In the case of an left outer join the WHERE's LeftTable.conditions can be "anticipated",
but for the RightTable this "anticipation" is possible except when the condition is "IS NULL".
CLEAR 
SET OPTIMIZE ON 

create cursor TABLE1 (FIELD1 I)
INDEX ON FIELD1 TAG T1
	insert into TABLE1 values(1)
	insert into TABLE1 values(2)


	Create cursor TABLE2( FIELD2 I NULL, FIELD3 I,FIELD4 I )
INDEX ON FIELD2 TAG T2
INDEX ON FIELD3 TAG T3

	insert into TABLE2 values (1	,NULL,1)
	insert into TABLE2 values (1	,3,2)
	insert into TABLE2 values (1	,3,2)

CLEAR

SYS(3054,12)

* this uses T3 index
SELECT FIELD1,FIELD4 ;
into cursor tLeftWhere ;
	from TABLE1 LEFT JOIN TABLE2 ON FIELD1 = FIELD2 ;
	WHERE	FIELD3 is NOT null

* this doesn't use T3 index	
SELECT FIELD1,FIELD4 ;
into cursor tLeftWhere ;
	from TABLE1 LEFT JOIN TABLE2 ON FIELD1 = FIELD2 ;
	WHERE	FIELD3 is null
>Shouldn't that be HAVING instead of WHERE ?
>
No.

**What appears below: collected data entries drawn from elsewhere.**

PR #1, opened 2018-06-18
DBZ-20 Moving debezium-connector-oracle from main to incubator repo

gunnarmorling:
Hey @jpechane, here's the PR for adding the Oracle connector to this new incubator repo.

Can you do a santity check (in conjunction with https://github.com/debezium/debezium/pull/535) and merge if you think it's alright? IMO it is, of course there are many things left to be done, but I think we can take those via incremental PRs from here.


jpechane:
@gunnarmorling Good work, thanks!

debezium-connector-oracle/src/main/java/io/debezium/connector/oracle/OracleConnectionFactory.java
```diff
@@ -0,0 +1,29 @@
...
+    @Override
+    public Connection connect(JdbcConfiguration config) throws SQLException {
+        String hostName = config.getHostname();
+        int port = config.getPort();
+        String database = config.getDatabase();
+        String user = config.getUser();
+        String password = config.getPassword();
+
+        return DriverManager.getConnection(
+              "jdbc:oracle:oci:@" + hostName + ":" + port + "/" + database, user, password
```
jchipmunk: Why do you use `oci` instead of `thin` driver implementation?

gunnarmorling: Good question; IIRC, XStreams doesn't work with thin.

PR #6, opened 2018-07-05
DBZ-725 Removing DB name from topic names

gunnarmorling:
https://issues.jboss.org/browse/DBZ-725


jpechane:

PR #7, opened 2018-07-09
DBZ-791 Using "c##xstrm" user in tests (non-admin user);

gunnarmorling:
Also using non-Flashback related SELECT for getting current SCN.

https://issues.jboss.org/browse/DBZ-791

@jpechane 2nd part of that change :)


gunnarmorling:
@jpechane Pushed one more commit to close results more safely. This should go into the Final, too. Best is to view the last commit ignoring whitespaces, then it's apparent that nothing much has changed at all.

jpechane:

PR #8, opened 2018-07-10
DBZ-720 Extracting HistorizedRelationalSnapshotChangeEventSource

gunnarmorling:
Requires https://github.com/debezium/debezium/pull/569

@jpechane Here's the counterpart to the core PR.

### DIFF
--- a/debezium-connector-oracle/src/main/java/io/debezium/connector/oracle/OracleSnapshotChangeEventSource.java
+++ b/debezium-connector-oracle/src/main/java/io/debezium/connector/oracle/OracleSnapshotChangeEventSource.java
@@ -6,132 +6,72 @@
 package io.debezium.connector.oracle;
 
 import java.sql.Clob;
-import java.sql.Connection;
 import java.sql.ResultSet;
 import java.sql.SQLException;
 import java.sql.Statement;
-import java.util.HashSet;
 import java.util.Set;
 import java.util.stream.Collectors;
 
 import org.slf4j.Logger;
 import org.slf4j.LoggerFactory;
 
-import io.debezium.pipeline.source.spi.SnapshotChangeEventSource;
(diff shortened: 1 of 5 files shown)


debezium-connector-oracle/src/main/java/io/debezium/connector/oracle/OracleSnapshotChangeEventSource.java
```diff
@@ -6,229 +6,144 @@
...
-        }
+    @Override
+    protected Set<TableId> getAllTableIds(SnapshotContext ctx) throws Exception {
+        return jdbcConnection.readTableNames(ctx.catalogName, null, null, new String[] {"TABLE"} );
     }
 
-    private void determineCapturedTables(SnapshotContext ctx) throws SQLException {
-        Set<TableId> allTableIds = jdbcConnection.readTableNames(ctx.catalogName, null, null, new String[] {"TABLE"} );
+    @Override
+    protected boolean lockTables(ChangeEventSourceContext sourceContext, SnapshotContext snapshotContext) throws SQLException {
```
jpechane: Would it be possible to pull this method up and introduce an abstract method lockTable()?

jpechane:
@gunnarmorling One comment add, otherwise it is good to go

gunnarmorling:
I was wondering that, too. But then I thought some DBs might be able to
lock all tables at once (e.g. MySQL), so it seemed preferable to let
implementations iterate themselves. But we might re-consider based on your
other question around a "lockDatabase()" method. I think we should adjust
this step by step, as we add more implementations. Knowing the specific
needs, it'll be easier than trying to design it upfront.

jpechane:
@gunnarmorling ok, I'll probably do both thinks when I use it for SQL server :-)

jpechane:
@gunnarmorling Appled, thanks!

PR #11, opened 2018-07-12
DBZ-720 snapshotting

gunnarmorling:
https://issues.jboss.org/browse/DBZ-720

@jpechane And here's the snapshotting implementation for Oracle. Based on top of #8, only the last commit is new.

### DIFF
--- a/debezium-connector-oracle/src/main/java/io/debezium/connector/oracle/OracleConnectorConfig.java
+++ b/debezium-connector-oracle/src/main/java/io/debezium/connector/oracle/OracleConnectorConfig.java
@@ -13,6 +13,7 @@ import org.apache.kafka.connect.errors.ConnectException;
 
 import io.debezium.config.CommonConnectorConfig;
 import io.debezium.config.Configuration;
+import io.debezium.config.EnumeratedValue;
 import io.debezium.config.Field;
 import io.debezium.document.Document;
 import io.debezium.jdbc.JdbcConfiguration;
@@ -81,6 +82,16 @@ public class OracleConnectorConfig extends RelationalDatabaseConnectorConfig {
             .withValidation(Field::isRequired)
             .withDescription("Name of the XStream Out server to connect to.");
 
+    public static final Field SNAPSHOT_MODE = Field.create("snapshot.mode")
+            .withDisplayName("Snapshot mode")
+            .withEnum(SnapshotMode.class, SnapshotMode.INITIAL)
+            .withWidth(Width.SHORT)
+            .withImportance(Importance.LOW)
+            .withDescription("The criteria for running a snapshot upon startup of the connector. "
+                    + "Options include: "
+                    + "'initial' (the default) to specify the connector should run a snapshot only when no offsets are available for the logical server name; "
+                    + "'initial_schema_only' to specify the connector should run a snapshot of the schema when no offsets are available for the logical server name. ");
+
     /**
      * The set of {@link Field}s defined as part of this configuration.
      */
@@ -89,6 +100,7 @@ public class OracleConnectorConfig extends RelationalDatabaseConnectorConfig {
             DATABASE_NAME,
             PDB_NAME,
             XSTREAM_SERVER_NAME,
+            SNAPSHOT_MODE,
             RelationalDatabaseConnectorConfig.TABLE_WHITELIST,
             RelationalDatabaseConnectorConfig.TABLE_BLACKLIST,
             RelationalDatabaseConnectorConfig.TABLE_IGNORE_BUILTIN,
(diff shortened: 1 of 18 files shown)


debezium-connector-oracle/src/main/java/io/debezium/connector/oracle/OracleConnectorConfig.java
```diff
@@ -81,6 +82,16 @@
             .withValidation(Field::isRequired)
             .withDescription("Name of the XStream Out server to connect to.");
 
+    public static final Field SNAPSHOT_MODE = Field.create("snapshot.mode")
```
jpechane: This should belong to the parent class

debezium-connector-oracle/src/main/java/io/debezium/connector/oracle/SnapshotChangeRecordEmitter.java
```diff
@@ -0,0 +1,43 @@
...
+import io.debezium.relational.RelationalChangeRecordEmitter;
+import io.debezium.util.Clock;
+import oracle.streams.RowLCR;
+
+/**
+ * Emits change data based on a single {@link RowLCR} event.
+ *
+ * @author Gunnar Morling
+ */
+public class SnapshotChangeRecordEmitter extends RelationalChangeRecordEmitter {
```
jpechane: Is this class specific to oracle?

debezium-connector-oracle/src/main/java/io/debezium/connector/oracle/OracleConnectorConfig.java
gunnarmorling: I was wondering that, too, but then I figured that the actual snapshotting modes are different between the different connectors. Hence the idea of `SnapshottingTask`, based on its specific snapshotting modes and the previous offset (if any), a specific sub-class returns this descriptor which indicates whether a snapshot of schema, data or both is needed.

debezium-connector-oracle/src/main/java/io/debezium/connector/oracle/SnapshotChangeRecordEmitter.java
gunnarmorling: I suppose that it's not. Let's move it to core once it's proven with SQL Server.

gunnarmorling:
@jpechane Rebased to current master.

jpechane:
@gunnarmorling Could yoy please check `OracleDatabaseSchema`? It seems that an unused imports crept in in a previous commits which fails build.
Also `StreamingDatatypesIT` and `SnapshotDatatypesIT` does not work as records created as part of `io.debezium.connector.oracle.OracleConnectorIT.shouldTakeSnapshot()` seems to stay in database and are delivered to the aforementioned tests.

debezium-connector-oracle/src/main/java/io/debezium/connector/oracle/OracleOffsetContext.java
```diff
@@ -64,4 +123,62 @@ public void setTransactionId(String transactionId) {
...
+        }
+
+        @Override
+        public Map<String, ?> getPartition() {
+            return Collections.singletonMap(SERVER_PARTITION_KEY, logicalName);
+        }
+
+        @Override
+        public OffsetContext load(Map<String, ?> offset) {
+            long scn = (long) offset.get(SourceInfo.SCN_KEY);
```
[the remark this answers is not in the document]
gunnarmorling: Interesting, I'm not geting this failure. But I'll change it regardless.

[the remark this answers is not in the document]
jpechane: The one I get is
```
[ERROR] Failed to execute goal org.apache.maven.plugins:maven-compiler-plugin:3.1:compile (default-compile) on project debezium-connector-oracle: Compilation failure
[ERROR] /home/jpechane/sources/debezium/debezium-incubator/debezium-connector-oracle/src/main/java/io/debezium/connector/oracle/OracleOffsetContext.java:[177,41] incompatible types: capture#1 of ? cannot be converted to long
```

gunnarmorling:
Out of curiousity, which JDK version are you on?

jpechane:
```
openjdk version "1.8.0_171"
OpenJDK Runtime Environment (build 1.8.0_171-8u171-b11-0ubuntu0.16.04.1-b11)
OpenJDK 64-Bit Server VM (build 25.171-b11, mixed mode)
```

gunnarmorling:
@jpechane Ok, I've pushed one more commit which I hope fixes all the issues. Build times (well, testing times) are killing me, though :(

jpechane:
@gunnarmorling Thanks a lot it works now, applied!

PR #14, opened 2018-07-17
DBZ-720 Adjusting snapshotting test

gunnarmorling:
https://issues.jboss.org/browse/DBZ-720

@jpechane This adjusts the `SnapshotDatatypesIT` so to actually test the (data) snapshotting. I think with that we can consider DBZ-720 as complete (unless you still see anything missing).


jpechane:

PR #17, opened 2018-07-17
DBZ-801 Parameterizing ChangeEventQueue<DataChangeEvent>

gunnarmorling:
Requires https://github.com/debezium/debezium/pull/579

https://issues.jboss.org/browse/DBZ-801


jpechane:

PR #20, opened 2018-07-23
DBZ-804 Emit NUMBER columns as Int32/Int64 if precision and scale allow

gunnarmorling:
https://issues.jboss.org/browse/DBZ-804

### DIFF
--- a/debezium-connector-oracle/src/main/java/io/debezium/connector/oracle/OracleConnection.java
+++ b/debezium-connector-oracle/src/main/java/io/debezium/connector/oracle/OracleConnection.java
@@ -25,10 +25,16 @@ import io.debezium.relational.TableId;
 import io.debezium.relational.Tables;
 import io.debezium.relational.Tables.ColumnNameFilter;
 import io.debezium.relational.Tables.TableFilter;
+import oracle.jdbc.OracleTypes;
 
 public class OracleConnection extends JdbcConnection {
 
     private final static Logger LOGGER = LoggerFactory.getLogger(OracleConnection.class);
+
+    /**
+     * Returned by column metadata in Oracle if no scale is set;
+     */
+    private static final int ORACLE_UNSET_SCALE = -127;
 
     public OracleConnection(Configuration config, ConnectionFactory connectionFactory) {
         super(config, connectionFactory);
@@ -116,6 +122,19 @@ public class OracleConnection extends JdbcConnection {
                                     .scale(null)
                                     .create()
                                 );
+                    }
+                    // NUMBER columns without scale value have it set to -127 instead of null;
+                    // let's rectify that
+                    else if (column.jdbcType() == OracleTypes.NUMBER) {
+                        column.scale()
+                            .filter(s -> s == ORACLE_UNSET_SCALE)
+                            .ifPresent(s -> {
+                                editor.addColumn(
+                                        column.edit()
+                                            .scale(null)
+                                            .create()
+                                        );
+                            });
                     }
                 }
                 tables.overwriteTable(editor.create());
--- a/debezium-connector-oracle/src/main/java/io/debezium/connector/oracle/OracleDdlParser.java
+++ b/debezium-connector-oracle/src/main/java/io/debezium/connector/oracle/OracleDdlParser.java
@@ -324,6 +324,9 @@ public class OracleDdlParser implements DdlParser {
             if (precisionPart.numeric().size() > 1) {
                 columnEditor.scale(Integer.valueOf(precisionPart.numeric(1).getText()));
             }
+            else if (precisionPart.numeric_negative() != null) {
+                columnEditor.scale(Integer.valueOf(precisionPart.numeric_negative().getText()));
+            }
             else {
                 columnEditor.scale(0);
             }
--- a/debezium-connector-oracle/src/main/java/io/debezium/connector/oracle/OracleDdlParser.java
+++ b/debezium-connector-oracle/src/main/java/io/debezium/connector/oracle/OracleDdlParser.java
@@ -179,7 +179,9 @@ public class OracleDdlParser implements DdlParser {
                     }
                     columnEditor.length(6);
                 }
-                else if (ctx.datatype().native_datatype_element().VARCHAR2() != null) {
+                // VARCHAR is the same as VARCHAR2 in Oracle
+                else if (ctx.datatype().native_datatype_element().VARCHAR2() != null ||
+                        ctx.datatype().native_datatype_element().VARCHAR() != null) {
                     columnEditor
                         .jdbcType(Types.VARCHAR)
                         .type("VARCHAR2");
--- a/debezium-connector-oracle/src/main/java/io/debezium/connector/oracle/OracleDdlParser.java
+++ b/debezium-connector-oracle/src/main/java/io/debezium/connector/oracle/OracleDdlParser.java
@@ -140,9 +140,16 @@ public class OracleDdlParser implements DdlParser {
                     // NUMERIC and DECIMAL types have by default zero scale
                     columnEditor
                         .jdbcType(Types.NUMERIC)
-                        .type("NUMBER")
-                        .length(38)
-                        .scale(0);
+                        .type("NUMBER");
+
+                    if (precisionPart == null) {
+                        columnEditor.length(38)
+                            .scale(0);
+                    }
+                    else {
+                        setPrecision(precisionPart, columnEditor);
+                        setScale(precisionPart, columnEditor);
+                    }
                 }
                 else if (ctx.datatype().native_datatype_element().DATE() != null) {
                     // JDBC driver reports type as timestamp but name DATE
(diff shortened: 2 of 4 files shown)


debezium-connector-oracle/src/main/java/io/debezium/connector/oracle/OracleConnection.java
```diff
@@ -117,6 +123,19 @@ public void readSchema(Tables tables, String databaseCatalog, String schemaNameP
                                     .create()
                                 );
                     }
+                    // NUMBER columns without scale value have it set to -127 instead of null;
```
jpechane: This should be kept in sync with https://github.com/debezium/debezium-incubator/blob/master/debezium-connector-oracle/src/main/java/io/debezium/connector/oracle/OracleDdlParser.java#L229

debezium-connector-oracle/src/main/java/io/debezium/connector/oracle/OracleDdlParser.java
```diff
@@ -213,23 +213,34 @@ else if (ctx.datatype().native_datatype_element().FLOAT() != null ||
...
+                    if (precisionPart != null) {
+                        setPrecision(precisionPart, columnEditor);
+                    }
                 }
                 else if (ctx.datatype().native_datatype_element().REAL() != null) {
                     columnEditor
                         .jdbcType(Types.FLOAT)
                         .type("FLOAT")
                         .length(63);
+
```
jpechane: Does `REAL` really have a precision part?
> The REAL datatype is a floating-point number with a binary precision of 63, or 18 decimal.

debezium-connector-oracle/src/main/java/io/debezium/connector/oracle/OracleDdlParser.java
```diff
@@ -298,6 +309,19 @@ private int getVarCharDefaultLength() {
             return 4000;
         }
 
+        private void setPrecision(Precision_partContext precisionPart, ColumnEditor columnEditor) {
```
jpechane: This code (https://github.com/gunnarmorling/debezium-incubator/blob/078a18337cb2bb0fb91faca2b06a8b8869342080/debezium-connector-oracle/src/main/java/io/debezium/connector/oracle/OracleDdlParser.java#L250) is porbably made obsolete by these two methods

debezium-connector-oracle/src/main/java/io/debezium/connector/oracle/OracleValueConverters.java
```diff
@@ -194,6 +243,85 @@ protected Object convertNumeric(Column column, Field fieldDefn, Object data) {
...
+    protected Object convertTinyInt(Column column, Field fieldDefn, Object data) {
+        if (data == null) {
+            data = fieldDefn.schema().defaultValue();
+        }
+        if (data == null) {
+            if (column.isOptional()) {
+                return null;
+            }
+            else {
+                return BYTE_FALSE;
```
jpechane: In this ocntext the constant should be called `BYTE_ZERO` otherwise it is a little bit misleading.

debezium-connector-oracle/src/test/java/io/debezium/connector/oracle/AbstractOracleDatatypesTest.java
```diff
@@ -99,16 +110,27 @@
...
+            new SchemaAndValueField("VAL_DECIMAL", Decimal.builder(6).parameter(PRECISION_PARAMETER_KEY, "10").optional().build(), new BigDecimal("1234.567891")),
+            new SchemaAndValueField("VAL_NUMERIC", Decimal.builder(6).parameter(PRECISION_PARAMETER_KEY, "10").optional().build(), new BigDecimal("1234.567891")),
             new SchemaAndValueField("VAL_NUM_VS", VariableScaleDecimal.builder().optional().build(), VariableScaleDecimal.fromLogical(VariableScaleDecimal.builder().optional().build(), new SpecialValueDecimal(new BigDecimal("77.323"))))
     );
 
     private static final List<SchemaAndValueField> EXPECTED_INT = Arrays.asList(
-            new SchemaAndValueField("VAL_INT", INTEGER_SCHEMA, new BigDecimal("1")),
-            new SchemaAndValueField("VAL_INTEGER", INTEGER_SCHEMA, new BigDecimal("22")),
-            new SchemaAndValueField("VAL_SMALLINT", INTEGER_SCHEMA, new BigDecimal("333"))
+            new SchemaAndValueField("VAL_INT", NUMBER_SCHEMA, new BigDecimal("1")),
```
jpechane: @gunnarmorling Now it feels very strange that we have subset of `NUMERIC` values represented as integer datattypes and integer datatypes defined at the database level are represented as `BigDecimal`. Would not it make it sense to introduce `BigInteger` logical datatype to cover such types? I know that we do the same for extra large types in MySQL but maybe this should be the correct solution from the beginning.

debezium-connector-oracle/src/main/java/io/debezium/connector/oracle/OracleDdlParser.java
gunnarmorling: `REAL` has a fixed precision, i.e. you can't customize it.

debezium-connector-oracle/src/main/java/io/debezium/connector/oracle/OracleDdlParser.java
gunnarmorling: Indeed; I had meant to remove it. Will add it.

debezium-connector-oracle/src/main/java/io/debezium/connector/oracle/OracleValueConverters.java
gunnarmorling: Indeed; I had meant to remove it. Will do it.

debezium-connector-oracle/src/main/java/io/debezium/connector/oracle/OracleDdlParser.java
gunnarmorling: Indeed; I had meant to remove it. Will do it.

debezium-connector-oracle/src/test/java/io/debezium/connector/oracle/AbstractOracleDatatypesTest.java
gunnarmorling: My thinking is that people generally prefer the built-in KC types over custom ones. In that light, such `BigInteger` type wouldn't be really an advantage over using KC's `DECIMAL` with a scale of 0. Also we'll add a decimal handling mode of `string` which would be an alternative, simpler-to-consume representation. Does that make sense?

debezium-connector-oracle/src/main/java/io/debezium/connector/oracle/OracleDdlParser.java
jpechane: But does not the following code try to work with precision?

gunnarmorling:
For sure worth filing a JIRA issue to spark a discussion and if there's
interest, we could send a PR.

debezium-connector-oracle/src/test/java/io/debezium/connector/oracle/AbstractOracleDatatypesTest.java
gunnarmorling: For sure worth filing a JIRA issue to spark a discussion and if there's interest, we could send a PR.

debezium-connector-oracle/src/main/java/io/debezium/connector/oracle/OracleDdlParser.java
gunnarmorling: I'm not quite following. Can you ellaborate a bit? We set the length above (ignoring the fact for now that the value is too large, as 63 is the number of bits, not the number decimal digits, but this shouldn't matter really for now).

gunnarmorling:
@jpechane Pushed two more commits. From my POV it's good, but there's still your pending question regarding `REAL` which isn't quite clear to me.

debezium-connector-oracle/src/main/java/io/debezium/connector/oracle/OracleDdlParser.java
jpechane: See line https://github.com/gunnarmorling/debezium-incubator/blob/0d5f5cfa7eca9899a1645db294e27b01f551fecc/debezium-connector-oracle/src/main/java/io/debezium/connector/oracle/OracleDdlParser.java#L235 There is no precision part according to the documentation yet you expect that it might arrive

gunnarmorling: Aaaah, gotcha. So those lines L235...238 are superfluous. Thanks! I'll remove them.

gunnarmorling: Btw. another step will be to retrofit this all into the basic parser structure foreseen by Roman. I had hoped to be able to do it for the Alpha1, but it seems it'll not be done by then.

debezium-connector-oracle/src/test/java/io/debezium/connector/oracle/AbstractOracleDatatypesTest.java
jpechane: https://issues.apache.org/jira/browse/KAFKA-7199

jpechane:
Depends on https://github.com/debezium/debezium/pull/586

debezium-connector-oracle/src/main/java/io/debezium/connector/oracle/OracleDdlParser.java
jpechane: I am sorry but my proposal managed to break all other datatypes, see
```
Failed tests: 
  OracleDdlParserTest.shouldParseCreateTable:57 expected:<[1]000> but was:<[4]000>
```

gunnarmorling: Argh, ok. Looking. Sorry for not testing properly locally :( Which reminds me that we really need a PR builder for the incubator repo, including the Oracle connector.

gunnarmorling: Ok, reworked that now, the precision is also applied to `(N)VARCHAR2` columns now. The build is passing with that.

jpechane: Thanks, just a one nitpick - I think `TIMESTAMP` has the same issue?

gunnarmorling: Added a commit for that, too. Any other types where you see it missing?

jpechane:
@gunnarmorling Applied, thanks for the patience!

PR #23, opened 2018-07-25
DBZ-818 Adjusting scale of BigDecimal values to column's scale if needed

gunnarmorling:
https://issues.jboss.org/browse/DBZ-818

### DIFF
--- a/debezium-connector-oracle/src/main/java/io/debezium/connector/oracle/OracleValueConverters.java
+++ b/debezium-connector-oracle/src/main/java/io/debezium/connector/oracle/OracleValueConverters.java
@@ -235,21 +235,26 @@ public class OracleValueConverters extends JdbcValueConverters {
             }
         }
 
+        // adjust scale to column's scale if the column's scale is larger than the one from
+        // the value (e.g. 4.4444 -> 4.444400)
+        if (data instanceof BigDecimal) {
+            data = withScaleAdjustedIfNeeded(column, (BigDecimal) data);
+        }
+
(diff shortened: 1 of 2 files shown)


debezium-connector-oracle/src/main/java/io/debezium/connector/oracle/OracleValueConverters.java
```diff
@@ -235,21 +235,26 @@ protected Object convertDecimal(Column column, Field fieldDefn, Object data) {
...
-    @Override
-    protected Object convertNumeric(Column column, Field fieldDefn, Object data) {
-        if (data instanceof NUMBER) {
-            try {
-                data = ((NUMBER)data).bigDecimalValue();
-            }
-            catch (SQLException e) {
-                throw new RuntimeException("Couldn't convert value for column " + column.name(), e);
-            }
+    private BigDecimal withScaleAdjustedIfNeeded(Column column, BigDecimal data) {
```
jpechane: The same code is present in postgres connector - maybe this is something that is common for all connectors https://github.com/debezium/debezium/blob/master/debezium-connector-postgres/src/main/java/io/debezium/connector/postgresql/PostgresValueConverter.java#L346

gunnarmorling:
Yes, it's true. I wasn't quite sure though about the impact of changing it
globally, so I thought I'd stay on the safe side and apply it just here.
Can you open a JIRA issue for it? Thanks!

jpechane:
https://issues.jboss.org/browse/DBZ-825

jpechane:

PR #24, opened 2018-07-25
DBZ-826 Avoid NPE if commit is called before any offset is prepared

gunnarmorling:
https://issues.jboss.org/browse/DBZ-826


jpechane:
@gunnarmorling it works, thanks

PR #30, opened 2018-09-05
DBZ-897 Skip messages redelivered from database after restart

jpechane:
https://issues.jboss.org/browse/DBZ-897


gunnarmorling:
Sweet; applied. Thanks, @jpechane!

PR #39, opened 2018-10-27
DBZ-953 Ability to configure "decimal.handling.mode" for sql server Connector

pradeepmvn:
Ability to Configure decimal.handling.mode similar to mysql connector

### DIFF
--- a/debezium-connector-sqlserver/src/main/java/io/debezium/connector/sqlserver/SqlServerConnectorConfig.java
+++ b/debezium-connector-sqlserver/src/main/java/io/debezium/connector/sqlserver/SqlServerConnectorConfig.java
@@ -17,6 +17,7 @@ import io.debezium.config.Field;
 import io.debezium.document.Document;
 import io.debezium.heartbeat.Heartbeat;
 import io.debezium.jdbc.JdbcConfiguration;
+import io.debezium.jdbc.JdbcValueConverters.DecimalMode;
 import io.debezium.relational.HistorizedRelationalDatabaseConnectorConfig;
 import io.debezium.relational.RelationalDatabaseConnectorConfig;
 import io.debezium.relational.TableId;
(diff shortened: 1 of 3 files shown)


jpechane:
@pradeepmvn Thanks for the contribution! Could you please formatting and use spaces instead of tabs? It is the reason for build failure.

jpechane:
Generally the code looks good but there are many changes related just to formatting. Would it be possible to keep the code changes mostly to the functionality change? Thanks a lot

pradeepmvn:
@jpechane I think you are refering to SqlServerConnectorConfig.java. Yeah true it shows many changes. Let me update that just to have a clear dif..

jpechane:
@pradeepmvn It is much better, thanks.
Could you please fix the Checkstyle errors too?
>/home/travis/build/debezium/debezium-incubator/debezium-connector-sqlserver/src/main/java/io/debezium/connector/sqlserver/SqlServerValueConverters.java:45:5: File contains tab characters (this is the first instance).
/home/travis/build/debezium/debezium-incubator/debezium-connector-sqlserver/src/main/java/io/debezium/connector/sqlserver/SqlServerConnectorConfig.java:206:1: File contains tab characters (this is the first instance).
/home/travis/build/debezium/debezium-incubator/debezium-connector-sqlserver/src/main/java/io/debezium/connector/sqlserver/SqlServerDatabaseSchema.java:42:1: File contains tab characters (this is the first instance).

Also would it be possible to add tests to verify that the mode change really reflect the encoding?
And the last one - would it be possible tpo introduce `decimalHandlingMode` method on `SqlServerConnectorConfig` so the caller does not need to do all the parsing and casting?

pradeepmvn:
@jpechane Fixed them
- Fixed checkstyle Errors
-Added test cases for decimal mode property
- Added getDecimalModeConfig to move parsing away from caller functions
Hope this helps.

Also, any info available on when the SQL Server connector be released form incubation?

gunnarmorling:
Nice contribution, @pradeepmvn. Thanks a lot!

There's one thing I'll change before applying, and that is to pull up `DecimalHandlingMode` into the `RelationalDatabaseConnectorConfig` base class. That way we avoid some duplication across connectors.

gunnarmorling:
@pradeepmvn In the meantime, could you already prepare a PR for adding the new option to the [SQL Server connector docs](https://github.com/debezium/debezium.github.io/blob/develop/docs/connectors/sqlserver.asciidoc)? Thanks!

gunnarmorling:
> @pradeepmvn In the meantime, could you already prepare a PR for adding the new option to the SQL Server connector docs? Thanks!

Ha, never mind, just saw you already did so. So all is good; thanks again!

pradeepmvn:
> Nice contribution, @pradeepmvn. Thanks a lot!
> 
> There's one thing I'll change before applying, and that is to pull up `DecimalHandlingMode` into the `RelationalDatabaseConnectorConfig` base class. That way we avoid some duplication across connectors.

@gunnarmorling 
Yes true. I also think existing connectors - Postgres, MYSQL should leverage  a common ```DecimalHandlingMode``` enum. There is a decimal handling mode enum defined  under ```JdbcValueConverters``` that can be leveraged too.

PR #42, opened 2018-11-06
DBZ-953 Support for "decimal.handling.mode" option for SQL Server

gunnarmorling:
https://issues.jboss.org/browse/DBZ-953

Supersedes #39.

Requires core PR https://github.com/debezium/debezium/pull/666.


jpechane:
@gunnarmorling Applied, thanks! I've just expanded tests with schema assertions.

PR #45, opened 2018-11-16
DBZ-776 Removing redundant method;

gunnarmorling:
Adjusting test for database property pass-through, as the connection isn't established any longer synchronously within start().


gunnarmorling:
Thought it would come from that, but indeed it's older actually. But seems not worth creating its own issue IMO.

jpechane:

PR #47, opened 2018-11-22
DBZ-1002 Avoiding NPEs when connector failed to start

gunnarmorling:
https://issues.jboss.org/browse/DBZ-1002


jpechane:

They are equal on this context.

The use of HAVING in VFP is out standard.
On the standard SQL,
HAVING can be applied only if a clause GROUP BY exists.
This because without GROUP BY,
HAVING can serve only for to refer to the column names of the result;
obviously here the VFPT has gone to confusion and it uses HAVING with the same
rules of the WHERE, and this can bring to notable problems of syntax.
Unless HAVING it is never optimized.

>WHERE decides what records to include from the table(s), ie where defines the subset of each table that will participate in the select
>
Not true. It is a condition on the workset, not on table members.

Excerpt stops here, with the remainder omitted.